__Action item__: Give the data again exactly, from its opening line through the line in which "### LINKED ISSUE #291: Refactor" appears.
----- Provided entries
PR #366, opened 2022-05-13
Git source refactor with go library

### LINKED ISSUE #285: Support private git source bundle

### LINKED ISSUE #291: Refactor sourcing bundles from git implementation to use a git library
Currently the Bundle API supports sourcing content from a git repository, and the plain provisioner is able to clone and persist contents from a bundle git repo to the default storage mechanism (see #179). The existing implementation relies on creating an underlying git-client pod (in this case using an `alpine/git` image) to do the actual cloning and checking out of the git repository on the remote. This approach works, but is difficult to extend to add things like authentication (for sourcing from private repositories) and is not very maintainable long term. 

The alternative approach would be to encode the git specific logic into the provisioner, such that it could checkout the bundle contents from the git repository without relying on an underlying pod to do the unpacking. Some potential git libraries in Go that could be used to accomplish this:
* [go-git](https://github.com/go-git/go-git)
* [git2go](https://github.com/libgit2/git2go)

akihikokuroda:
Closes #291 

This uses `go-git` package for git access.


internal/provisioner/plain/controllers/bundle_controller.go
```diff
@@ -463,53 +475,151 @@ func bundleImagePod(pod *corev1.Pod, source rukpakv1alpha1.ImageSource, unpackIm
...
+	}
+	var ref string
+	if rev.Branch != "" {
+		ref = rev.Branch
+	} else if rev.Tag != "" {
+		ref = rev.Tag
+	} else {
+		ref = rev.Commit
+	}
+	contentInfo, _, err := client.Contents.List(ctx, repo, path, ref, scm.ListOptions{})
```
joelanford, line 604: The implementation of `client.Contents` for a github-based `scm.Client` seems specific to GitHub's API (see [here](https://github.com/drone/go-scm/blob/766414330d77aa62abbb2e3c951ebdd06a237718/scm/driver/github/content.go#L20))

I have my doubts that this library works with arbitrary git repository URLs.

akihikokuroda: Looks like the way to [create the `client`](https://github.com/drone/go-scm/tree/766414330d77aa62abbb2e3c951ebdd06a237718#getting-started) is different for each type of repository.   Then the drivers for each repository are used via the `client` for each function.

akihikokuroda: The public git and the on-prem git uses the same client.  It can support both by giving the right URL.  The different client is necessary to support Bitbucket, Gitea, Gitlab, etc..

joelanford: Right but again, why are we using a client that needs specific knowledge of the hosted git service? We need to generically support git the protocol, not propietary git services provided by GitHub, Gitlab, Gitea, etc.

If we go with go-scm, it means:
1. We have to do URL matching to figure out which service it is.
2. We have to maintain the mapping between hostname and service (i.e. I could host a gitea instance at git.rukpak.io and put a bundle there. How does this code know that git.rukpak.io is a Gitea instance?)
3. Even if we could feasibly do 2, that would breakdown pretty quickly for things like `localhost` and in-cluster service hostnames like `git.my-git-namespace.svc`
4. We can only ever support the specific SCMs supported by this library (i.e. It could never clone from an nginx-based git server)

akihikokuroda: OK.  I give up go-scm.  Should I close this PR and you take over with your POC?  Or I can refactor with the go-git?

akihikokuroda: @joelanford I refactored using the `go-git` packages.  I took some logic from your POC branch.  Thanks!

internal/provisioner/plain/controllers/bundle_controller.go
```diff
@@ -464,53 +476,186 @@ func bundleImagePod(pod *corev1.Pod, source rukpakv1alpha1.ImageSource, unpackIm
...
+		return "", "", err
+	}
+	return string(secret.Data["username"]), string(secret.Data["accesstoken"]), nil
+}
 
-	pod = addUnpackerInitContainer(pod, unpackImage)
+func (r *BundleReconciler) handleGitSource(ctx context.Context, u *updater.Updater, bundle *rukpakv1alpha1.Bundle) error {
+	if bundle.Status.Phase == rukpakv1alpha1.PhaseUnpacked {
+		return nil
+	}
```
joelanford, line 505: This is functionally different than the previous code, right?

With the pod-based unpacker, we don't check the phase of the bundle before deciding to proceed with ensuring the unpack pod exists. In that scenario, even if the bundle says it is unpacked, we re-create the unpack pod, re-unpack it, and update the stored bundle (which potentially includes changes)

To get 1-to-1 behavior, is it possible to remove this early exit for now?  If I'm understanding correctly, what will happen if we remove this is:
1. First pass through, we clone the repo, build the bundle tar.gz, store it, and then update `bundle.status` with the details.
2. We run reconciliation again for this bundle because of the status update in 1. This time, we again clone the repo, build the bundle tar.gz, and store it, but the status doesn't change, so this ends the reconciliation for the original change.

We end up with 2 clones, which isn't ideal. But I think we should tackle the question of how to handle that separately. For example, I could ask "what if the status says "Unpacked", but I can see that it isn't present in my storage? I think there are a few questions along those lines that make this somewhat complex.

internal/provisioner/plain/controllers/bundle_controller.go
```diff
@@ -464,53 +476,186 @@ func bundleImagePod(pod *corev1.Pod, source rukpakv1alpha1.ImageSource, unpackIm
...
+
+	var bundleFS fs.FS = &billyFS{wt.Filesystem}
+
+	// Subdirectory
+	if gitsource.Directory != "" {
+		directory := gitsource.Directory
+		if directory[0] == '.' {
+			directory = directory[2:]
+		}
```
joelanford, line 568: A `.`  as the first character of a directory name doesn't always mean it will be `./`.

Can `filepath.Clean` clean things up for us? After we clean, we probably need to fail if the path starts with `../`.

api/v1alpha1/bundle_types.go
```diff
@@ -81,6 +81,11 @@ type GitSource struct {
 	// is required. Setting more than one field or zero fields will result in an
 	// error.
 	Ref GitRef `json:"ref"`
+	// SecretName contains the secret name that has authorization information for HTTPS protocol and is in the namespace that the provisioner is deployed.
+	// The secret is expected to contain `data.username` and `data.accesstoken` for the username and personal access token, respectively.
+	SecretName string `json:"secretName,omitempty"`
+	// If SslNoVerify is set true, the server certificate is ignored.
+	SslNoVerify bool `json:"sslNoVerify,omitempty"`
```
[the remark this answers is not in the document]
akihikokuroda: OK. I'll split it.  Thanks!

internal/provisioner/plain/controllers/bundle_controller.go
```diff
@@ -464,53 +476,186 @@ func bundleImagePod(pod *corev1.Pod, source rukpakv1alpha1.ImageSource, unpackIm
...
+}
 
-	pod = addUnpackerInitContainer(pod, unpackImage)
+func (r *BundleReconciler) handleGitSource(ctx context.Context, u *updater.Updater, bundle *rukpakv1alpha1.Bundle) error {
+	if bundle.Status.Phase == rukpakv1alpha1.PhaseUnpacked {
+		return nil
+	}
+	gitsource := bundle.Spec.Source.Git
+	if gitsource.Repository == "" {
+		return updateStatusUnpackFailing(u, fmt.Errorf("missing git information"))
```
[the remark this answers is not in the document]
akihikokuroda: That's correct.  I'll add comments.

internal/provisioner/plain/controllers/bundle_controller.go
joelanford: > After we clean, we probably need to fail if the path starts with ../

In fact, this seems like a thing we should check and fail on in the validation webhook.

internal/provisioner/plain/controllers/bundle_controller.go
```diff
@@ -464,53 +476,186 @@ func bundleImagePod(pod *corev1.Pod, source rukpakv1alpha1.ImageSource, unpackIm
...
+	fi, err := f.Filesystem.Stat(path)
+	return &billyFile{file, fi, err}, nil
+}
+
+func (f *billyFS) ReadDir(name string) ([]fs.DirEntry, error) {
+	fis, err := f.Filesystem.ReadDir(name)
+	if err != nil {
+		return nil, err
+	}
+	entries := []fs.DirEntry{}
```
joelanford, line 646: Nit: (probably from my own code? :sweat_smile:) 
```suggestion
	entries := make([]fs.DirEntry, 0, len(fis))
```

internal/provisioner/plain/controllers/bundle_controller.go
akihikokuroda: I took out it.  It is working as you describe here now.

internal/provisioner/plain/controllers/bundle_controller.go
```diff
@@ -75,6 +80,7 @@ type BundleReconciler struct {
 //+kubebuilder:rbac:groups=core.rukpak.io,resources=bundles/finalizers,verbs=update
 //+kubebuilder:rbac:groups=core,resources=pods,verbs=list;watch;create;delete
 //+kubebuilder:rbac:groups=core,resources=pods/log,verbs=get
+//+kubebuilder:rbac:groups=core,resources=secrets,verbs=get
```
joelanford, line 83: This can also be moved to the git+auth follow-up PR, right?

joelanford: As an aside, we might want to maintain this rule separately because we'll only need secret access in the rukpak-system namespace, so we just need a role/rolebinding.

joelanford:
@akihikokuroda We just merged #191, so all of the git sourcing logic has been moved to https://github.com/operator-framework/rukpak/blob/main/internal/source/git.go

Sorry for the conflict that PR created. It should be a fairly simple rebase, but let us know if you have questions!

akihikokuroda:
@joelanford HI!  I rebased.  Please take a look.  Thanks!

internal/source/git.go
```diff
@@ -2,145 +2,91 @@ package source
...
-	op, err := g.ensureUnpackPod(ctx, bundle, pod)
-	if err != nil {
-		return nil, err
-	}
-	if op == controllerutil.OperationResultCreated || op == controllerutil.OperationResultUpdated || pod.DeletionTimestamp != nil {
-		return &Result{State: StatePending}, nil
+	gitsource := bundle.Spec.Source.Git
+	if gitsource.Repository == "" {
+		// This should never happen because the validation webhook rejects git bundles without repository
+		return nil, fmt.Errorf("missing git information")
```
exdx, line 34:
```suggestion
		return nil, errors.New("missing git source information: repository must be provided")
```

internal/source/git.go
```diff
@@ -2,145 +2,91 @@ package source
...
-	case corev1.PodFailed:
-		return nil, g.failedPodResult(ctx, pod)
-	case corev1.PodSucceeded:
-		return g.succeededPodResult(ctx, bundle, pod)
-	default:
-		return nil, g.handleUnexpectedPod(ctx, pod)
+	// Set options for clone
+	cloneOpts := git.CloneOptions{
+		URL:      gitsource.Repository,
+		Progress: &bytes.Buffer{},
```
exdx, line 40: Is this the setting for where the git progress logs should be sent to? Maybe we could pipe them to stdout so users can see those logs? It would be easier for users to diagnose errors that way, at the expense of some potentially noisy logs.

internal/source/git.go
```diff
@@ -2,145 +2,91 @@ package source
...
-		pod.Spec.Containers[0].Command = []string{"/unpack", "--bundle-dir", "/bundle"}
-		pod.Spec.Containers[0].VolumeMounts = []corev1.VolumeMount{{Name: "bundle", MountPath: "/bundle"}}
+	var bundleFS fs.FS = &billyFS{wt.Filesystem}
 
-		pod.Spec.Volumes = []corev1.Volume{
-			{Name: "bundle", VolumeSource: corev1.VolumeSource{EmptyDir: &corev1.EmptyDirVolumeSource{}}},
+	// Subdirectory
+	if gitsource.Directory != "" {
+		directory := filepath.Clean(gitsource.Directory)
+		if directory[:3] == "../" {
```
exdx, line 80: This is a good catch and maybe something maybe we could move to the schema for validation in a follow-up? Based on the `Clean` documentation though, I think it replaces all relative paths so this condition would never be hit? https://pkg.go.dev/path/filepath#Clean

Also, would we want to check for `/` as an invalid directory as well?

exdx (approved):
Nice, this looks a lot better! Just had some small comments. 

Since the e2e tests are passing I think we have confidence this will work.

internal/source/git.go
akihikokuroda: I'll add the check for '/'.  I'll create a follow up for the webhook changes.  Thanks!

internal/source/git.go
akihikokuroda: I'll update.  Thanks!

internal/source/git.go
akihikokuroda: OK.  I'll put the progress into the log.  It's usually a few lines and it doesn't look too bad.  Thanks!

internal/source/git.go
joelanford: My understanding is that `Clean` can't do anything about a path with `../` prefixes. That makes sense because `Clean` doesn't assume CWD when it's working.

In cases where `../` is in the middle of a path, it _can_ clean those up because it can just remove the leading directories from the path.

internal/source/git.go
```diff
@@ -1,146 +1,92 @@
...
-}
 
-func (g *Git) succeededPodResult(ctx context.Context, bundle *rukpakv1alpha1.Bundle, pod *corev1.Pod) (*Result, error) {
-	bundleFS, err := g.getBundleContents(ctx, pod)
-	if err != nil {
-		return nil, fmt.Errorf("get bundle contents: %w", err)
-	}
 	resolvedSource := &rukpakv1alpha1.BundleSource{
 		Type: rukpakv1alpha1.SourceTypeGit,
 		// TODO: improve git source implementation to return result with commit hash.
```
joelanford, line 92: Do we have access to the git commit hash now that we're doing this all with a git library?

I'm curious if we can "resolve" the `bundle.Spec.Source.Git` struct by translating it to one that uses `commit` instead of tag or branch.

internal/provisioner/plain/main.go
```diff
@@ -175,14 +175,7 @@ func main() {
...
 		},
-		rukpakv1alpha1.SourceTypeGit: &source.Git{
-			Client:          mgr.GetClient(),
-			KubeClient:      kubeClient,
-			ProvisionerName: plainBundleProvisionerName,
-			PodNamespace:    ns,
-			UnpackImage:     unpackImage,
-			GitClientImage:  gitClientImage,
-		},
+		rukpakv1alpha1.SourceTypeGit: &source.Git{},
```
exdx, line 178: nit: one other thing I realized is we can remove the git client image `StringVar` from the command line options in line 82 since we no longer rely on an external git image to resolve git references.

internal/source/git.go
akihikokuroda: It seems possible to resolve it to the hash.  `func (*Repository) ResolveRevision (rev plumbing.Revision) (*plumbing.Hash, error)` of `github.com/go-git/go-git/v5/Repository` can translate the tag and branch to the hash then the hash can be used to reset the repo to the commit.

joelanford: I don't think we need to actually reset the repo (unless we have to). I'm just asking if its possible to lookup the hash of the current worktree and then use that in the `status.resolvedSource`.

joelanford: This isn't a blocker, btw. I think we can do this as a follow-up.

internal/provisioner/plain/main.go
akihikokuroda: I missed it.  I'll take it out.  Thanks.

internal/source/git.go
```diff
@@ -1,146 +1,92 @@
...
-	case corev1.PodFailed:
-		return nil, g.failedPodResult(ctx, pod)
-	case corev1.PodSucceeded:
-		return g.succeededPodResult(ctx, bundle, pod)
-	default:
-		return nil, g.handleUnexpectedPod(ctx, pod)
+	// Set options for clone
+	cloneOpts := git.CloneOptions{
+		URL:      gitsource.Repository,
+		Progress: os.Stdout,
```
joelanford, line 40: Also for follow-up: it might be nice to save this off to a `bytes.Buffer` and embed it in an error if the clone fails.

That way we don't pollute the controller logs with the git clone output all the time, but we do get the output when its helpful to have it.

exdx: Yes, I suggested os.Stdout instead of a buffer originally, but only printing it conditionally makes even more sense.

internal/source/git.go
akihikokuroda: > can we use ResolveRevision to populate the bundle.status.resolvedSource?

yes, we can use the hash for all types.

akihikokuroda:
There are 3 follow-ups so far.
1. add check for git directory in the validation webhook
2. improve the provisioner log by putting the git clone progress only on clone error.
3. fill the bundle.status.resolvedSource with the hash value of the commit.

joelanford (approved):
----------
__Output below__:
PR #366, opened 2022-05-13
Git source refactor with go library

### LINKED ISSUE #285: Support private git source bundle

### LINKED ISSUE #291: Refactor sourcing bundles from git implementation to use a git library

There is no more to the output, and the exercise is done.